Collected data:
========

PR #3167, opened 2021-09-29
Create dependency files on step if they don't exist

tgodzik:
Previously, we would only translate the URI to a local dependencies files. Now, we create the dependency file if it doesn't exist.


adpi2 (approved):
Nice!

PR #4152, opened 2022-07-14
bugfix: Reenable RenameLspSuite

tgodzik:
It seems that at some point we added abstract flga, but never actually created an implementation of that :O


dos65 (approved):
Good catch! :+1:

PR #4157, opened 2022-07-15
Code Actions doc page

### LINKED ISSUE #2296: Add a section to the docs that show all code actions
There isn't currently a great way to know what code actions exist in Metals apart from looking in the source. I think it'd be a great idea to have a small section in the docs highlighting the code actions that Metals supports. As we continue to add in more refactoring related actions, it may be wise to have a centralized place to show those. It seems to be a somewhat common questions asked of Metals, _What refactoring support does Metals have?_

vzmerr:
It resolves #2296


docs/codeactions/code-actions.md
```diff
@@ -0,0 +1,79 @@
...
+Here is a list of the code actions supported by Metals. Some of these code actions support much more complex use cases, which you would eventually discover through your code, by clicking on the magic 💡, as it appears, to get your surprise!
+
+## Convert To Named Arguments
+
+This code action adds the name to parameters passed to a method call or a class instant.
+
+[Convert To Named Arguments Code Action](https://github.com/scalameta/metals/docs/codeactions/gifs/ConvertToNamedArguments.gif)
+
+
+## Create Companion Object
```
tgodzik, line 26: Let's add a short explanation even if it seems obvious

docs/codeactions/code-actions.md
```diff
@@ -0,0 +1,96 @@
...
+Whenever you are stuck or unsure, please open an issue or [ask us on
+Discord](https://discord.gg/DwTc8xbNDd) or [on our Matrix
+bridge](https://matrix.to/#/#scalameta:metals-contributors). This project
+follows [Scalameta's contribution
+guidelines](https://github.com/scalameta/scalameta/blob/master/CONTRIBUTING.md)
+and the [Scala CoC](https://scala-lang.org/conduct/).
+
+Code Actions are there to provide refactoring or rewriting of your current code in order to enhance its readability or save you some time.
+
+The common way of using them, is to click on the yellow light bulb appearing on your code, near the cursor and then, to pick the desired action to peform on the code.
```
tgodzik, line 15:
```suggestion
In Visual Studio Code, to use them you can click on the yellow light bulb appearing on your code, near the cursor and then, to pick the desired action to perform on the code. Alternatively, you can use the `editor.action.quickFix` shortcut.

For other editors this should also be available via specified shortcut.
```

docs/codeactions/code-actions.md
```diff
@@ -0,0 +1,96 @@
...
+## Convert To Named Arguments
+
+This code action adds the name to parameters passed to a method call or a class instant.
+
+[Convert To Named Arguments Code Action](https://github.com/scalameta/metals/docs/codeactions/gifs/ConvertToNamedArguments.gif)
+
+
+## Create Companion Object
+
+If you have a `trait` or a `class` definition, you can invoke this code action for creating its companion object.
```
tgodzik, line 28:
```suggestion
If you have a `trait` or a `class` definition, you can invoke this code action to create its companion object.
```

docs/codeactions/code-actions.md
```diff
@@ -0,0 +1,96 @@
...
+
+### map, flatMap, withFilter to For Yield
+
+It converts a chain of `map`, `flatMap`, `filter` and `filterNot` methods into a for comprehension
+
+[To For Comprehension](https://github.com/scalameta/metals/docs/codeactions/gifs/FlatMapToForComprehension.gif)
+
+## Implement Abstract Members of the Parent Type
+
+Upon inherting from a type, you also have to implement its abstract members. But manuallylooking them all up and copying their signature is time consuming, isn't it? You can just use this code action instead.
```
tgodzik, line 63:
```suggestion
Upon inherting from a type, you also have to implement its abstract members. But manually looking them all up and copying their signature is time consuming, isn't it? You can just use this code action instead.
```

docs/codeactions/code-actions.md
```diff
@@ -0,0 +1,96 @@
...
+
+## Insert Inferred Type
+
+This one, tries to infer the type of variables according to the context, and insert them for you.
+
+[Insert Inferred Type](https://github.com/scalameta/metals/docs/codeactions/gifs/InsertInferredType.gif)
+
+## Organize Imports
+
+Yes, just have all the clutter, as well as the unnecessary ones removed and tidied up.
```
tgodzik, line 81: This is a bit unclear, it would also be good to mention that we need a special compiler option for removing unused imports and that in some editors it's not available on the "lgiht bulb"

docs/codeactions/code-actions.md
vzmerr: The informal descriptions are nowadays very popular in technical manuals and blog posts. They entertain and engage the user as they go through the article. So they increase the chance of the article for getting read to the end.

vzmerr: But people are different. However you write it, there will still be people who won't be ok with it, won't there?

docs/codeactions/code-actions.md
```diff
@@ -0,0 +1,92 @@
...
+
+For other editors this should also be available via specified shortcut.
+
+Here is a list of the code actions supported by Metals. Some of these code actions support much more complex use cases, which you would eventually discover through your code, by clicking on the magic 💡, as it appears, to get your surprise!
+
+## Convert To Named Arguments
+
+This code action adds the name to parameters passed to a method call or a class constructor.
+
+[Convert To Named Arguments Code Action](https://github.com/scalameta/metals/docs/codeactions/gifs/ConvertToNamedArguments.gif)
```
tanishiking, line 19:
```suggestion
![convert to named arguments code action](./gifs/converttonamedarguments.gif)
```

to show the gif in the webpage instead of just a link to gif

tanishiking (commented):
The document itself looks good, but you need to add `"codeactions/codeactions"` to somewhere in `website/sidebar.json` 👍

docs/codeactions/code-actions.md
```diff
@@ -0,0 +1,92 @@
...
+## Rename File
+
+Renames a file to match that of the prominent type defined in it.
+
+![Rename File](./gifs/RenameFile.gif)
+
+### Extract Value
+
+If you think your code would look nicer, if the calcuation of a value is extracted and assined to a new `val`; this code action would come to your aid.
+![Extract Value](./gifs/ExtractValue.gif)
```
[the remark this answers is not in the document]
vzmerr: ooops, yeah. Thank you so much for taking the time to try this 👍

docs/codeactions/code-actions.md
```diff
@@ -0,0 +1,93 @@
...
+
+![Extract Member Code Action](./gifs/ExtractMember.gif)
+
+## Rename File
+
+Renames a file to match that of the prominent type defined in it.
+
+![Rename File](./gifs/RenameFile.gif)
+
+### Extract Value
```
tanishiking, line 46:
```suggestion
## Extract Value
```

docs/codeactions/code-actions.md
```diff
@@ -0,0 +1,93 @@
...
+
+If you think your code would look nicer, if the calcuation of a value is extracted and assined to a new `val`; this code action would come to your aid.
+
+![Extract Value](./gifs/ExtractValue.gif)
+
+### map, flatMap, withFilter to For Yield
```
tanishiking, line 52:
```suggestion
## map, flatMap, withFilter to For Yield
```

docs/codeactions/code-actions.md
```diff
@@ -0,0 +1,93 @@
...
+
+![To For Comprehension](./gifs/FlatMapToForComprehension.gif)
+
+## Implement Abstract Members of the Parent Type
+
+Upon inherting from a type, you also have to implement its abstract members. But manually looking them all up and copying their signature is time consuming, isn't it? You can just use this code action instead.
+
+![Implement Abstract Members](./gifs/ImplementAbstractMembers.gif)
+
+### Import Missing Symbol
```
tanishiking, line 64:
```suggestion
## Import Missing Symbol 
```

tanishiking (approved):
I left nitpicks but LGTM!
BTW, I'm wondering maybe we should have a section (in `sidebar.json`) something like `Guide` and code actions could be under that 🤔 but nevermind, we don't have to work on it in this PR :)

tanishiking:
The `yarn build` is failing because

```
These sidebar document ids do not exist:
- codeactions/code-actions
```

instead we should say `codeactions/codeactions`

as the error mentions

```
Available document ids are:
- build-tools/bloop
...
- codeactions/codeactions
```

it doesn't have `hyphen` between `code` and `actions` because you set `id: codeactions` in https://github.com/scalameta/metals/pull/4157/files#diff-0e21d372368917c3f98bf0a8e612f99861c109b89be879f8b1a7bc90fbd9cd35R2

docs/codeactions/code-actions.md
```diff
@@ -0,0 +1,93 @@
...
+
+## Import Missing Symbol 
+
+Because, of course, you often do not remember the package where it is located, without using this code action. right?
+
+![Import Missing Symbol](./gifs/ImportMissingSymbol.gif)
+
+## Insert Inferred Type
+
+This code action tries to infer the type of variables according to the context, and insert them for you.
```
dos65, line 72:
```suggestion
This code action infers the type of variables according to the context, and insert them for you.
```

docs/codeactions/code-actions.md
```diff
@@ -0,0 +1,93 @@
...
+---
+
+
+Code Actions are used to provide automatic refactoring or rewriting of your current code in order to enhance its readability or save users' time.
+
+In Visual Studio Code, to use them you can click on the yellow light bulb appearing on your code, near the cursor and then, to pick the desired action to perform on the code. Alternatively, you can use the `editor.action.quickFix` shortcut.
+
+For other editors this should also be available via specified shortcut.
+
+Here is a list of the code actions supported by Metals. Some of these code actions support much more complex use cases, which you would eventually discover through your code, by clicking on the magic 💡, as it appears, to get your surprise!
```
dos65, line 13:
```suggestion
Here is a list of the code actions supported by Metals.
```
I would omit or rephrase the last sentence here :smile_cat:
This part adds some ambiguity: what means `much more complex use cases`, `you would eventually discover` - when, where?

dos65 (commented):
Nice work! :tada:

docs/codeactions/code-actions.md
vzmerr: well, the current gifs are only covering the simplest cases for getting the message across. So let's say the use case of covering partial functions in map/flatMap is not shown, so the user would eventually discover this more complex one through clicking the light bulb.

dos65: > So let's say the use case of covering partial functions in map/flatMap is not shown

From user viewpoint there is no difference. I think, people would be more surprised if it doesn't work in some cases rather than it support some particular tree inside an expression.

> so the user would eventually discover 

Yep, sometimes actions are discovered by a user but I think it's a rare occasion.

I think, in general, interaction with actions comes not from light-bulb suggestion.
User know which actions Metals supports and calls them to avoid manual rewriting.
So, you want to specify a type of your val - you know that there is an action. The same with for-comp conversion and others. Usually you know in advance that some particular code should have a rewrite action.

vzmerr: ok, no problem.

tgodzik (approved):
LGTM! I just moved the gifs to the `static` folder next to other imgs

tgodzik:
> LGTM! I just moved the gifs to the `static` folder next to other imgs

Well, that totally failed :| It seems it was working locally, but due to some caching. Reverted the change

vzmerr:
> > LGTM! I just moved the gifs to the `static` folder next to other imgs
> 
> Well, that totally failed :| It seems it was working locally, but due to some caching. Reverted the change

perhaps the gifs in the static folder were not added to git, because they do not show up in the corresponding commit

========

§ Task item: Scan the data above for the string "trait" and copy each line where it appears.

§ Answer for the task:
+If you have a `trait` or a `class` definition, you can invoke this code action for creating its companion object.
If you have a `trait` or a `class` definition, you can invoke this code action to create its companion object.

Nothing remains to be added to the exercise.